• **Exercise brief**
The answer should be a single number: how many lines in the material contain "except".

• **Records for this exercise**

====

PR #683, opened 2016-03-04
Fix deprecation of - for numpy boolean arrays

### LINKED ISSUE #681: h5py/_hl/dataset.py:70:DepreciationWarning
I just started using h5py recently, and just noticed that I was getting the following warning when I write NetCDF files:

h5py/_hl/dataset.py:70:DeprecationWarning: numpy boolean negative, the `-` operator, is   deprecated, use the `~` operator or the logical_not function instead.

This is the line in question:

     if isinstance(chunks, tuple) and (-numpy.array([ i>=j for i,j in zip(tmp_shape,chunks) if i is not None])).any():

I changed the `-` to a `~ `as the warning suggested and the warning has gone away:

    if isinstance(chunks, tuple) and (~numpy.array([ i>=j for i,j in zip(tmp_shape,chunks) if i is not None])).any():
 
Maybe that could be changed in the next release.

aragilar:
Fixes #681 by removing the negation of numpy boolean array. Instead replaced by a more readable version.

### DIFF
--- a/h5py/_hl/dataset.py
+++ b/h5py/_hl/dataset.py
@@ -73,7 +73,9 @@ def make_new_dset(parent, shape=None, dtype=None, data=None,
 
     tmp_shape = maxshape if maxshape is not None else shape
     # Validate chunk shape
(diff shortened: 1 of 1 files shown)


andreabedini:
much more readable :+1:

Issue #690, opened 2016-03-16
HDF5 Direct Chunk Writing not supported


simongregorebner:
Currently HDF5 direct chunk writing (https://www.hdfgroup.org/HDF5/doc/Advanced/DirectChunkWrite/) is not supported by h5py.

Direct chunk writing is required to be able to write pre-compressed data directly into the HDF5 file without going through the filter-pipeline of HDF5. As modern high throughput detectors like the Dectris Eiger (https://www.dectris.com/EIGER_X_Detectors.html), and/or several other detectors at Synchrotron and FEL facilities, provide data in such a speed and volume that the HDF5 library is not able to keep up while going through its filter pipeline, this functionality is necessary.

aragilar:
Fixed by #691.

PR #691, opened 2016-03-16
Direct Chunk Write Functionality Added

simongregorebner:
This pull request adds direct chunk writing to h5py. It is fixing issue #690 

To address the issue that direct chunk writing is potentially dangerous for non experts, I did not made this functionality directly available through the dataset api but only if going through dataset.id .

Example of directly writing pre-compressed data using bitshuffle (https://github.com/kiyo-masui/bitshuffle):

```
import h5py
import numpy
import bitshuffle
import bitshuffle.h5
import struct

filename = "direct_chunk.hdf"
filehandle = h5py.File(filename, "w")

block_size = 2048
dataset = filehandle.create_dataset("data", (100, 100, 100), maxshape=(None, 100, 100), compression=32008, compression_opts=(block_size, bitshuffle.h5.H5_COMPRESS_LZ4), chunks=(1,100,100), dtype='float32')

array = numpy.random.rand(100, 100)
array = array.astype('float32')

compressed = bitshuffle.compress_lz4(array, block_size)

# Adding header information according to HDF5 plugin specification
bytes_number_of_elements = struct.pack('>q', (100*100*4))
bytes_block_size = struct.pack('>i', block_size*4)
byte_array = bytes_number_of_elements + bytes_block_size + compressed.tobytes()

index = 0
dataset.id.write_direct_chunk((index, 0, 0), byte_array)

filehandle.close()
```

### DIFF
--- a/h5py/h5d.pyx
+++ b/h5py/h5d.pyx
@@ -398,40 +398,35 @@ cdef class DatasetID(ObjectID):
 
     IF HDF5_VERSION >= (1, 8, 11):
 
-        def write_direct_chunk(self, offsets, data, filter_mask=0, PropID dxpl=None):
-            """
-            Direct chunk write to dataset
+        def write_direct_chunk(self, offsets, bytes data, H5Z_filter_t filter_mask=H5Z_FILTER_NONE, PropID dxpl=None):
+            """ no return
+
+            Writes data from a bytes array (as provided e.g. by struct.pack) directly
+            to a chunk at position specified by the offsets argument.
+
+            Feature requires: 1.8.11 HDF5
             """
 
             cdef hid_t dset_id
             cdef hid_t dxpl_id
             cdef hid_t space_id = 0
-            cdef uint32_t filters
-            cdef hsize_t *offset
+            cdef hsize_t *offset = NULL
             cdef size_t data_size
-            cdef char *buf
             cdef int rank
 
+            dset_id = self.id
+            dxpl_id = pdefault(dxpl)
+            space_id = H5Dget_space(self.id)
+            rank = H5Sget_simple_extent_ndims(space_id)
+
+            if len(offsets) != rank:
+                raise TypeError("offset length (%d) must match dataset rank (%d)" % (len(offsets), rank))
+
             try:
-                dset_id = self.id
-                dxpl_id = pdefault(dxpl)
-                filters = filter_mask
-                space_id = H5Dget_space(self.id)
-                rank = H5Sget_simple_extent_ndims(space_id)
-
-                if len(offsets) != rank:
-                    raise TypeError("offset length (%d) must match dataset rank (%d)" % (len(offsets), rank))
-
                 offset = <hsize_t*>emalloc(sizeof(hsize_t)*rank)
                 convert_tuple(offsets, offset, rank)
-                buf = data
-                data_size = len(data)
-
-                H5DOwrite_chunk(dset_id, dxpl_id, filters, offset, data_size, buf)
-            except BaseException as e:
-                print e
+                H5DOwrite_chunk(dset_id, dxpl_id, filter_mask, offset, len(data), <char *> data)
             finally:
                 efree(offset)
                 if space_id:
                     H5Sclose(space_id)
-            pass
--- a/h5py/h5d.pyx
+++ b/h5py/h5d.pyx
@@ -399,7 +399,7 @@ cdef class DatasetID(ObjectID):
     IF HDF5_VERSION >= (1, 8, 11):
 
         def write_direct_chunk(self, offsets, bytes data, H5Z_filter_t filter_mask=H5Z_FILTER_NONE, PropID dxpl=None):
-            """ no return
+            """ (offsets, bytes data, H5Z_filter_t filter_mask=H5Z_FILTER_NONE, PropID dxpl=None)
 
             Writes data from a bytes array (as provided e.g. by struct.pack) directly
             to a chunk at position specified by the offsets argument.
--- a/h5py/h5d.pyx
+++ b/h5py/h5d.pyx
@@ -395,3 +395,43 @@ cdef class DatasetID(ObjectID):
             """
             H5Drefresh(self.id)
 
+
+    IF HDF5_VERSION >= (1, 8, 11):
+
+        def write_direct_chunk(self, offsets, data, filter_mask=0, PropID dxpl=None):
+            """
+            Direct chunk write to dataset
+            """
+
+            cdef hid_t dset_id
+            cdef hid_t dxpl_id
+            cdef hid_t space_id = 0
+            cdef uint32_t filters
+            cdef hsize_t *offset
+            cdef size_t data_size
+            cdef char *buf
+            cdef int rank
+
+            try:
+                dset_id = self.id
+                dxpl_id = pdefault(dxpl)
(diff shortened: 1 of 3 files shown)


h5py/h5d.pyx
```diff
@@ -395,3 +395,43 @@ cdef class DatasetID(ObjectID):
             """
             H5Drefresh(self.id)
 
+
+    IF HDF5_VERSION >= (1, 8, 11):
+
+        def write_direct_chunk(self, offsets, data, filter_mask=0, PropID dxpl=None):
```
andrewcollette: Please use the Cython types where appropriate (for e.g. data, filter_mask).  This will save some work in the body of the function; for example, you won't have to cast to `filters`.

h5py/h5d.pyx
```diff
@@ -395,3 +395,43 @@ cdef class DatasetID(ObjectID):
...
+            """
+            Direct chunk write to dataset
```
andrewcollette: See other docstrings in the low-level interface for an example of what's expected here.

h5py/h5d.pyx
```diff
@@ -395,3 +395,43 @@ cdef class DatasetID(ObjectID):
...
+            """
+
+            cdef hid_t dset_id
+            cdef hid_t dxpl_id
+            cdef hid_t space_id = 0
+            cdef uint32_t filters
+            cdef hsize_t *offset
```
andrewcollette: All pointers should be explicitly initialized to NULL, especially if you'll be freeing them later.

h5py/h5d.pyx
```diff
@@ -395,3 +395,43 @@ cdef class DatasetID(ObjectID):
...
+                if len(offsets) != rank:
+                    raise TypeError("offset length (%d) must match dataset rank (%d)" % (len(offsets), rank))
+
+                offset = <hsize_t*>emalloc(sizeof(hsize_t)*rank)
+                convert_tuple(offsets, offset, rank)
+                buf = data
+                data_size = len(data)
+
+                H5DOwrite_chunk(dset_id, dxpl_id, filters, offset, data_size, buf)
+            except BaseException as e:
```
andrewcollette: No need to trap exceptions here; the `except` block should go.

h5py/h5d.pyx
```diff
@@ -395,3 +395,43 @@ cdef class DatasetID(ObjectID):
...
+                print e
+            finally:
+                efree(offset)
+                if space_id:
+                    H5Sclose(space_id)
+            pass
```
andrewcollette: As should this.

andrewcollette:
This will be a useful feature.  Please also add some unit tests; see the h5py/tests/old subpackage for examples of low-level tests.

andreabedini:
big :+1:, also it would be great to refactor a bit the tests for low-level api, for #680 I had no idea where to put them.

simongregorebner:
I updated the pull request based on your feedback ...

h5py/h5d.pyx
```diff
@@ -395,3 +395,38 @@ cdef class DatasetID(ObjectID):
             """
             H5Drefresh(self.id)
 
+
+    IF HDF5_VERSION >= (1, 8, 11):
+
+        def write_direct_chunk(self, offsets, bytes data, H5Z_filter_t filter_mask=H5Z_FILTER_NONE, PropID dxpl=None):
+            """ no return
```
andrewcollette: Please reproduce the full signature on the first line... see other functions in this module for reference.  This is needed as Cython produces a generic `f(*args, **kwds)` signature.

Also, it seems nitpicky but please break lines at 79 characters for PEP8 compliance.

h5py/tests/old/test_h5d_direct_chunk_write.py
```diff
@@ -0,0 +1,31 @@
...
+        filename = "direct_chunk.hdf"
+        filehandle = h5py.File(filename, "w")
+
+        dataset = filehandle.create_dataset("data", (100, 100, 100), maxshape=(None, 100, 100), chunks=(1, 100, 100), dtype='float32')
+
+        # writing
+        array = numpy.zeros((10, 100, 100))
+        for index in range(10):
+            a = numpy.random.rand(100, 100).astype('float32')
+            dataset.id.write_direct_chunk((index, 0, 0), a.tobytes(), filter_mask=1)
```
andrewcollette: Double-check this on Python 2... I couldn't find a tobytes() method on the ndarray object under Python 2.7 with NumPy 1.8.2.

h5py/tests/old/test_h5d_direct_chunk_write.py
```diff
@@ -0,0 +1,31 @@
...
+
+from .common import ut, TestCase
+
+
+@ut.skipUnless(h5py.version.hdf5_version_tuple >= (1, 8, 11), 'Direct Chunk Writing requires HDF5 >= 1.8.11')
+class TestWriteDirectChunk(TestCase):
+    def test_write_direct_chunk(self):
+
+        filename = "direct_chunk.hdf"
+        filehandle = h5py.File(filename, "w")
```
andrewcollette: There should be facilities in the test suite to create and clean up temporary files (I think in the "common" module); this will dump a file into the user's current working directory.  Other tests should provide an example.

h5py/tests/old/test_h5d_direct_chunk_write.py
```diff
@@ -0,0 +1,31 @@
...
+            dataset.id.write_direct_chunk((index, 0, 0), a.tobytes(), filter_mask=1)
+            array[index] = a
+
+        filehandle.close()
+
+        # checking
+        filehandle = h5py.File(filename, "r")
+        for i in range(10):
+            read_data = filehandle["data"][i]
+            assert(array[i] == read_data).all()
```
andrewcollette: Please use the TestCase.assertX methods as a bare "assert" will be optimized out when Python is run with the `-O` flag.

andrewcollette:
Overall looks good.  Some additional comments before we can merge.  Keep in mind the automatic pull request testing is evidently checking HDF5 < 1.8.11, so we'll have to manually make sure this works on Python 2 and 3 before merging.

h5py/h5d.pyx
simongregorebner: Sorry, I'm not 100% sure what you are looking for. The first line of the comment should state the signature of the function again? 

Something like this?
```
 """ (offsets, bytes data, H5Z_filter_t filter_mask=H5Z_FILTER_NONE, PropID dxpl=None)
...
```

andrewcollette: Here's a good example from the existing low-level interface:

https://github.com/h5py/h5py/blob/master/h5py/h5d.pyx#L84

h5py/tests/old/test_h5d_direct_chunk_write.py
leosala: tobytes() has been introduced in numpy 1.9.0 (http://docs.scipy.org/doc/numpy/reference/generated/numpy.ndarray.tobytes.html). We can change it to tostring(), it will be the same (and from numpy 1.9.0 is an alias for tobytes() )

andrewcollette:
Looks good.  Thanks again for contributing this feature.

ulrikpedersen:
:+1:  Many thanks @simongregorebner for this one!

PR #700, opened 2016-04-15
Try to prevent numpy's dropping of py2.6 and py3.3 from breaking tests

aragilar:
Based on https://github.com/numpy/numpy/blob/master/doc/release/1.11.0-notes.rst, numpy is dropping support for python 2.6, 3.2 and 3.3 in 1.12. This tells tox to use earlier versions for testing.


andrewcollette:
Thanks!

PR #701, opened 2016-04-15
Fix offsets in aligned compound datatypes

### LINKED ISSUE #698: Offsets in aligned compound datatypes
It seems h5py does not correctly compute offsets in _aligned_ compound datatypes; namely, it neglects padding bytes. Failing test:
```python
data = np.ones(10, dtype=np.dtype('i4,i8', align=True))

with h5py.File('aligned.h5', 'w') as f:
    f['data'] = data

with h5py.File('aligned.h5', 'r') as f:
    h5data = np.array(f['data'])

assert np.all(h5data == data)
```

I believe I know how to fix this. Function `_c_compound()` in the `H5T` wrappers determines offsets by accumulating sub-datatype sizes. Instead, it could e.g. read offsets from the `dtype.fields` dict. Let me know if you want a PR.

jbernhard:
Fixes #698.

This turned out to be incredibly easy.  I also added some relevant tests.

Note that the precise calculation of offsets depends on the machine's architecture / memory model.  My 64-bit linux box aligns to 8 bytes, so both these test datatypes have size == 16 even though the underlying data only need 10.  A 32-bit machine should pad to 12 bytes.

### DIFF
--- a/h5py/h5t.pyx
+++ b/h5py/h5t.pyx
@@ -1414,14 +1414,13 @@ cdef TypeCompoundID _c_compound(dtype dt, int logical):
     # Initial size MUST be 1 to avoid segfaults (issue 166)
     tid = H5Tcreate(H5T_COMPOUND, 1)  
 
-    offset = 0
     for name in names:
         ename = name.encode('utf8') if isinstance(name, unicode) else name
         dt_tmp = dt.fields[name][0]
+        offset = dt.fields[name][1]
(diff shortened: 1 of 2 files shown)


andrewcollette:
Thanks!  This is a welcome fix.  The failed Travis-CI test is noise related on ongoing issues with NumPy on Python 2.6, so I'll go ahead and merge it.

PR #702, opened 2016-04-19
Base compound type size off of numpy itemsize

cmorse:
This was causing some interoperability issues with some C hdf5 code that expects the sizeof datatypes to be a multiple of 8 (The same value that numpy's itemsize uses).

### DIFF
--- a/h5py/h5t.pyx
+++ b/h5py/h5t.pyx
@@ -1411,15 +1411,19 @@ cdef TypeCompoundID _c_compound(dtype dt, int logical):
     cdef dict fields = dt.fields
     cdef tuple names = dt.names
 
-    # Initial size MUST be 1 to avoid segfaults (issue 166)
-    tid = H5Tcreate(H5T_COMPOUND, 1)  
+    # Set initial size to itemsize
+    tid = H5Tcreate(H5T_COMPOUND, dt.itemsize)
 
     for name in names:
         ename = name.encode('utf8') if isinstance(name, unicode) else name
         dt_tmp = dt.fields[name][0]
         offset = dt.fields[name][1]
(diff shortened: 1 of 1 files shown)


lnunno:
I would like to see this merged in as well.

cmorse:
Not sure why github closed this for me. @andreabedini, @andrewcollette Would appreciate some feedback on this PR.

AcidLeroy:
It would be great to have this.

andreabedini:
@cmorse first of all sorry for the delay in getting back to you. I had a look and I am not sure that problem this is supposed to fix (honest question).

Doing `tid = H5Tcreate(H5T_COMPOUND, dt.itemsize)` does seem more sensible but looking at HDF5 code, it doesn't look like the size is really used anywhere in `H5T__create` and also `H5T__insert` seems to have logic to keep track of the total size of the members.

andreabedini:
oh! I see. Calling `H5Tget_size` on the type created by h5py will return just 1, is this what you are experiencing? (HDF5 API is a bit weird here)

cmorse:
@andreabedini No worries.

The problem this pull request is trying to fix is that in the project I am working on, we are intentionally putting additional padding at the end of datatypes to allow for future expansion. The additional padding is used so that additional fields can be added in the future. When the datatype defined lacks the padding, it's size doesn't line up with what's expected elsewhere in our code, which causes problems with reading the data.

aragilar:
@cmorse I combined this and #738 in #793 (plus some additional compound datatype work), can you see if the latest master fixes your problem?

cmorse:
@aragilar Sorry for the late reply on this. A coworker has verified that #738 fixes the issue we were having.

====

• **Answer to this exercise**
3